The key distinction from conventional financial advice is that social trading is peer-to-peer rather than institutional. The person whose signals you follow is not a licensed adviser managing your assets. They are another trader whose track record is public and whose positions you have chosen to watch or copy on your own initiative. The platform, if there is one, provides the infrastructure. The judgment about who to follow remains with the investor.
The Pre-Internet Version
The original definition published by ForexDictionary noted something important: social trading is not really new. People have been following successful traders through newsletters long before the internet existed. That observation is worth expanding.
Trading rooms, tip sheets, commodity advisory letters, and futures newsletters were functioning social trading systems in everything but name. A successful speculator would publish their views and trade calls. Subscribers would receive them by post or telex and act accordingly. The latency was days rather than milliseconds, and verification of the publisher’s actual track record was nearly impossible, but the social mechanism was identical: one trader’s judgment flowing to many followers who acted on it.
What changed with the internet was not the concept but the speed, the verifiability, and the scale. Real-time sharing became possible. Track records could be audited automatically. One signal provider could reach ten thousand followers as easily as ten.
The First Platforms (2001 to 2007)
The first durable infrastructure built specifically for social trading was Collective2, which launched in 2001. Collective2 allowed independent strategy developers to publish their trading systems publicly, with automatically tracked performance data visible to anyone evaluating whether to subscribe. Metrics including annual return, maximum drawdown, and win-loss ratio were calculated in real time from actual trade records, not self-reported results.
The social element was limited by modern standards. Interaction between developers and subscribers happened mostly through forums. The emphasis was on verified performance rather than community. But the foundational mechanism was sound: a signal provider operates transparently, followers subscribe and allocate capital, and the historical record is auditable by anyone.
ZuluTrade followed in 2007, extending the model specifically to the forex market and introducing a public leaderboard that ranked signal providers by performance. Followers could browse ranked providers, view their track records, and connect their brokerage accounts to automatically mirror trades. The ranking system introduced a competitive social dynamic that Collective2 had not emphasized, and the direct brokerage integration removed the manual step between receiving a signal and executing on it.

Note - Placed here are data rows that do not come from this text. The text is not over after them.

PR #4192, opened 2018-06-09
changed getTankProperties to test for fluid on top

### LINKED ISSUE #4133: gates not recognizing gaseous fluid levels
I am trying to use gates to turn on a wire when the gaseous fuel in a tank reaches 25%. Regardless of the trigger I use the gate powers the wire unless the tank is full. My guess is I am not using the gate correctly or not using the right trigger. If this is a known issue I apologize for re-posting it.  BC .15 had the same behavior. 

MC 1.12.2, forge 14.23.1.2599, BC 7.99.16
BuildCraft version: 7.99.16
Forge version: 14.23.1.2599
Link to crash report or log: 
**Singleplayer** or multiplayer: 

Steps to reproduce: 
Additional information:

rosebeats:
the getTankProperties method previously did not account for gasseous liquids, which end up in the top tank.  The function now also checks the top tank in case there is gasseous liquid in it.  It appears this fixes #4133.

### DIFF
--- a/common/buildcraft/factory/tile/TileTank.java
+++ b/common/buildcraft/factory/tile/TileTank.java
@@ -262,7 +262,11 @@ public class TileTank extends TileBC_Neptune implements ITickable, IDebuggable, 
     public IFluidTankProperties[] getTankProperties() {
         List<TileTank> tanks = getTanks();
         TileTank bottom = tanks.get(0);
+        TileTank top = tanks.get(tanks.size() - 1);
         FluidStack total = bottom.tank.getFluid();
+        if(total == null) {
+            total = top.tank.getFluid();
+        }
         int capacity = 0;
         if (total == null) {
             for (TileTank t : tanks) {


asiekierka:
I don't like this solution. It should ,instead, check if the fluid is gaseous, not hack around like this.

rosebeats:
Yeah, that's why I did it that way.  It felt hacky to me too, but if it gets a liquid from the top tank, I figured it would be redundant to then check if it's gaseous.

AlexIIL:
Yes actually it looks like everywhere getTanks() is called is followed by `if (isGas) Collections.reverse(tanks), so moving those to the getTanks method would be sensible. However I'm happy to merge this as-is anyway, as it doesn't add worse hacky stuff than the already existing assumption.

asiekierka:
Code deduplication is always nice, so I'd do what you suggested if I were you, at least for now.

The Mainstream Breakthrough (2010)
The platform that brought social trading to broad public attention was eToro, which in 2010 launched its OpenBook platform alongside the CopyTrader feature. OpenBook allowed users to view the real-time trades and portfolios of other traders on the platform. CopyTrader allowed automatic replication of any trader’s positions, with allocation proportional to the follower’s own capital. Copied traders earned a monthly payment based on assets under management from copiers, creating a direct financial incentive tied to performance.
The design was deliberately consumer-oriented. The interface resembled a social network feed. Traders had public profiles with follower counts. Performance data was surfaced prominently. The platform won the Finovate Europe Best of Show award in 2011. By 2012 eToro reported over two million registered users and had become the dominant brand in what the industry was calling social trading.

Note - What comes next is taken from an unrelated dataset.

Issue #3610, opened 2017-05-24
Quarry crashes when reaching y=0 with no bedrock there


Barteks2x:
Exception from dev environment with version from curse 7.99.3:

What eToro demonstrated was that the barrier to social trading adoption was not technical. Earlier platforms had solved the technical problem. The barrier was comfort and familiarity. By making the experience feel like a social network rather than a trading terminal, eToro reached a population of retail investors who would never have navigated the infrastructure of Collective2 or ZuluTrade.
What the Research Found
The academic literature on social trading grew quickly after eToro’s launch, and the findings complicated the industry’s narrative.

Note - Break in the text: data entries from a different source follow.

PR #4271, opened 2018-09-24
More oil config options.

scagood:
#3966

### DIFF
--- a/common/buildcraft/energy/BCEnergyConfig.java
+++ b/common/buildcraft/energy/BCEnergyConfig.java
@@ -39,9 +39,9 @@ public class BCEnergyConfig {
     public static int largeSpoutMinHeight;
     public static int largeSpoutMaxHeight;
 
-    public static Double smallOilGenProb;
-    public static Double mediumOilGenProb;
-    public static Double largeOilGenProb;
+    public static double smallOilGenProb;
+    public static double mediumOilGenProb;
+    public static double largeOilGenProb;
 
     public static final TIntSet excludedDimensions = new TIntHashSet();
     public static final Set<ResourceLocation> excessiveBiomes = new HashSet<>();
@@ -83,7 +83,7 @@ public class BCEnergyConfig {
         );
 
         propOilWellGenerationRate = BCCoreConfig.config.get(
-            "worldgen.oil", "oilWellGenerationRate", 1.0,
+            "worldgen.oil", "generationRate", 1.0,
             "The rate of occurrence of oil wells."
         );
 
@@ -101,8 +101,8 @@ public class BCEnergyConfig {
         );
 
         propEnableOilSpouts = BCCoreConfig.config.get(
-                "worldgen.oil.spouts", "enable", true,
-                "Whether oil spouts are generated or not. The oil spring at the bottom of large lakes will still exist."
+            "worldgen.oil.spouts", "enable", true,
+            "Whether oil spouts are generated or not. The oil spring at the bottom of large lakes will still exist."
         );
 
         propSmallSpoutMinHeight = BCCoreConfig.config.get(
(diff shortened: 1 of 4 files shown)


common/buildcraft/energy/BCEnergyFluids.java
```diff
@@ -110,7 +110,7 @@ private static BCFluid defineFluid(int[] data, int heat, String name) {
             new ResourceLocation(fluidTexture + "_flow"));
         def.setBlockName(name + "_heat_" + heat);
         def.setMapColour(getMapColor(texDark));
-        def.setFlammable(true);
+        def.setFlammable(BCEnergyConfig.enableOilBurn);
```
AlexIIL: I've only just noticed that the current core makes *every* BC fluid burn, which includes residue. Instead can you fix that as well by adding another element to the data array and declare it at the top of the method, like `sticky`? Perhaps only look at the config value once in this method rather than in the data array.

common/buildcraft/energy/BCEnergyConfig.java
```diff
@@ -32,6 +32,17 @@
...
+    public static boolean enableOilBurn;
+
+    public static int smallSpoutMinHeight;
+    public static int smallSpoutMaxHeight;
+    public static int largeSpoutMinHeight;
+    public static int largeSpoutMaxHeight;
+
+    public static Double smallOilGenProb;
+    public static Double mediumOilGenProb;
+    public static Double largeOilGenProb;
```
AlexIIL: Did you mean to make these objects? (Rather than primitives - `double` vs `Double`)

common/buildcraft/energy/BCEnergyConfig.java
```diff
@@ -82,13 +154,13 @@ public static void preInit() {
...
         };
-        propExcludedBiomes = BCCoreConfig.config.get("worldgen", "excludedBiomes", _excluded);
+        propExcludedBiomes = BCCoreConfig.config.get("worldgen.oil", "excludedBiomes", _excluded);
         propExcludedBiomes.setComment("Biome registry names (e.g. 'minecraft:hell','minecraft:jungle')"
             + " of biomes that should never generate oil.");
         world.setTo(propExcludedBiomes);
 
         int[] _dims = { -1, 1 };
-        propExcludedDimensions = BCCoreConfig.config.get("worldgen", "excludedDimensions", _dims);
+        propExcludedDimensions = BCCoreConfig.config.get("worldgen.oil", "excludedDimensions", _dims);
```
AlexIIL: Please don't change the names - you'll break existing configs.

Either add a comment to https://github.com/BuildCraft/BuildCraft/issues/4272 to do this later *or* move the existing config section to the new one. (I haven't done it before but I think it's possible)

common/buildcraft/energy/generation/OilGenerator.java
```diff
@@ -110,13 +114,13 @@ public void generate(Random random, int chunkX, int chunkZ, World world, IChunkG
...
-        if (rand.nextDouble() <= CHANCE_LARGE * bonus) {
+        if (rand.nextDouble() <= BCEnergyConfig.largeOilGenProb * bonus) {
             // 0.04%
             type = GenType.LARGE;
-        } else if (rand.nextDouble() <= CHANCE_MEDIUM * bonus) {
+        } else if (rand.nextDouble() <= BCEnergyConfig.mediumOilGenProb * bonus) {
             // 0.1%
             type = GenType.MEDIUM;
-        } else if (oilBiome && rand.nextDouble() <= CHANCE_LAKE * bonus) {
+        } else if (oilBiome && rand.nextDouble() <= BCEnergyConfig.smallOilGenProb * bonus) {
```
AlexIIL: Maybe get rid of the constants? They won't be used anymore, unless you want to refer to them statically from the config class.

common/buildcraft/energy/BCEnergyConfig.java
scagood: They're now moved I believe

common/buildcraft/energy/BCEnergyFluids.java
AlexIIL: Right sorry. There's a big ugly data array here: 
https://github.com/BuildCraft/BuildCraft/blob/35b4bce36f649421b7ea4a0380db6bcc1f3de543/common/buildcraft/energy/BCEnergyFluids.java#L45 where all of the arguments are taken from

AlexIIL:
Oh, I've just noticed that some of the files you've changed don't have a license :/

Not your fault but I think I'll need to generate those. Oh and ensure that I don't add a license to a file that has been modified by anyone other than myself.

Research published in Management Science by Apesteguia, Oechssler, and Weidenholzer found through controlled experiments that providing information on the success of other traders leads to a significant increase in risk taking among investors, and that this increase is even larger when the option to directly copy others is present. The conclusion was that copy trading platforms can lead to excessive risk taking and reduce investor welfare relative to trading without peer visibility.
A separate study published in Scientific Reports in 2023, drawing on an experiment with 807 experienced retail investors, found that investors presented with the visible returns of top performers on a platform took more risk, traded more actively, and reported lower satisfaction with their own results. Platforms that display top performers prominently and make copying frictionless encourage behavior that is good for engagement metrics and potentially harmful to follower outcomes.
These findings did not invalidate the social trading model. They identified a design problem embedded in its most popular implementations: the information asymmetry between leader and follower does not disappear on a social trading platform. It is repackaged in a format that feels more accessible than it actually is.
Mirror Trading, Copy Trading and the Terminology
The terms social trading, copy trading, and mirror trading are often used interchangeably, but they describe meaningfully different things.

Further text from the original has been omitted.